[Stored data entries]

%%

PR #85, opened 2018-10-31
State transition systems

nc6:
Still WIP, I need to update witnessing and add delegation. But this should give a flavour.


dnadales:
Would it be possible to include information in the README about how to:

%%

WHAT NEEDS TO BE DONE
Every entry needs to be written out again, exactly as given.

RESULT OF THE TASK
PR #85, opened 2018-10-31
State transition systems

nc6:
Still WIP, I need to update witnessing and add delegation. But this should give a flavour.


dnadales:
Would it be possible to include information in the README about how to:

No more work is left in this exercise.